━━━ Raw data ━━━

PR #4941, opened 2020-08-12
Much less ram used by disruptors

j-baker:
Disruptors at the moment hold their arguments and results for potentially far longer
than their expected lifetime. We use large buffers and so likely 16k copies of the arg
and result are held, per autobatcher (internally we might have 300, or 5M copies of the results, spans, etc).

### DIFF
--- a/atlasdb-autobatch/src/main/java/com/palantir/atlasdb/autobatch/DisruptorAutobatcher.java
+++ b/atlasdb-autobatch/src/main/java/com/palantir/atlasdb/autobatch/DisruptorAutobatcher.java
@@ -63,14 +63,14 @@ public final class DisruptorAutobatcher<T, R>
         return new NamedThreadFactory("autobatcher." + safeLoggablePurpose, true);
     }
 
-    private final Disruptor<DefaultBatchElement<T, R>> disruptor;
-    private final RingBuffer<DefaultBatchElement<T, R>> buffer;
+    private final Disruptor<DisruptorBatchElement<T, R>> disruptor;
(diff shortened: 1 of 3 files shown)


atlasdb-autobatch/src/main/java/com/palantir/atlasdb/autobatch/DisruptorAutobatcher.java
```diff
@@ -159,9 +160,9 @@ public boolean setFuture(ListenableFuture<? extends R> future) {
             EventHandler<BatchElement<T, R>> eventHandler,
             int bufferSize,
             String safeLoggablePurpose) {
-        Disruptor<DefaultBatchElement<T, R>> disruptor =
-                new Disruptor<>(DefaultBatchElement::new, bufferSize, threadFactory(safeLoggablePurpose));
-        disruptor.handleEventsWith(eventHandler);
+        Disruptor<DisruptorBatchElement<T, R>> disruptor =
+                new Disruptor<>(DisruptorBatchElement::new, bufferSize, threadFactory(safeLoggablePurpose));
+        disruptor.handleEventsWith((event, sequence, endOfBatch) -> eventHandler.onEvent(event.consume(), sequence, endOfBatch));
```
jeremyk-91, line 165: nit: this has 129 chars - quick refactor please

jeremyk-91: (I'm going to do this, so don't do this one if you see it!)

━━━

• **Task description**
Could you reproduce every record exactly as it appears?

• **Output**
PR #4941, opened 2020-08-12
Much less ram used by disruptors

j-baker:
Disruptors at the moment hold their arguments and results for potentially far longer
than their expected lifetime. We use large buffers and so likely 16k copies of the arg
and result are held, per autobatcher (internally we might have 300, or 5M copies of the results, spans, etc).

### DIFF
--- a/atlasdb-autobatch/src/main/java/com/palantir/atlasdb/autobatch/DisruptorAutobatcher.java
+++ b/atlasdb-autobatch/src/main/java/com/palantir/atlasdb/autobatch/DisruptorAutobatcher.java
@@ -63,14 +63,14 @@ public final class DisruptorAutobatcher<T, R>
         return new NamedThreadFactory("autobatcher." + safeLoggablePurpose, true);
     }
 
-    private final Disruptor<DefaultBatchElement<T, R>> disruptor;
-    private final RingBuffer<DefaultBatchElement<T, R>> buffer;
+    private final Disruptor<DisruptorBatchElement<T, R>> disruptor;
(diff shortened: 1 of 3 files shown)


atlasdb-autobatch/src/main/java/com/palantir/atlasdb/autobatch/DisruptorAutobatcher.java
```diff
@@ -159,9 +160,9 @@ public boolean setFuture(ListenableFuture<? extends R> future) {
             EventHandler<BatchElement<T, R>> eventHandler,
             int bufferSize,
             String safeLoggablePurpose) {
-        Disruptor<DefaultBatchElement<T, R>> disruptor =
-                new Disruptor<>(DefaultBatchElement::new, bufferSize, threadFactory(safeLoggablePurpose));
-        disruptor.handleEventsWith(eventHandler);
+        Disruptor<DisruptorBatchElement<T, R>> disruptor =
+                new Disruptor<>(DisruptorBatchElement::new, bufferSize, threadFactory(safeLoggablePurpose));
+        disruptor.handleEventsWith((event, sequence, endOfBatch) -> eventHandler.onEvent(event.consume(), sequence, endOfBatch));
```
jeremyk-91, line 165: nit: this has 129 chars - quick refactor please

jeremyk-91: (I'm going to do this, so don't do this one if you see it!)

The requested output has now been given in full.